BEGIN
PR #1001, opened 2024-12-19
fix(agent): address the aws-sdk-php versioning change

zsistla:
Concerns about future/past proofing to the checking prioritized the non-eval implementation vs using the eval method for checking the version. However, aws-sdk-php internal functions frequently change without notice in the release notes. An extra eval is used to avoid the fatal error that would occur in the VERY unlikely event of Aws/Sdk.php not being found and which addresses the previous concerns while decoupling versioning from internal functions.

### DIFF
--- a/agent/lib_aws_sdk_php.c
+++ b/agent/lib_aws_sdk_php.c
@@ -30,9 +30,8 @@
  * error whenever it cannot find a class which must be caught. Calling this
END
BEGIN
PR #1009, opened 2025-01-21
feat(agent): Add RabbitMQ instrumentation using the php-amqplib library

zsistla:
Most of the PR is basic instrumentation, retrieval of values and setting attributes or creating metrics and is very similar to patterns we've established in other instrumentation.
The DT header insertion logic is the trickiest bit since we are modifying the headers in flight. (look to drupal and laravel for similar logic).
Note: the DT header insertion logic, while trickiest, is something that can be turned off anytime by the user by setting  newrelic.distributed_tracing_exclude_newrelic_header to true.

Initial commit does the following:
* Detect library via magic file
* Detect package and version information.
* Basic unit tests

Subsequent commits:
END
▶ _Assigned task_
Copy out all lines of the material containing the word "library".

▶ _Solved exercise_
feat(agent): Add RabbitMQ instrumentation using the php-amqplib library
* Detect library via magic file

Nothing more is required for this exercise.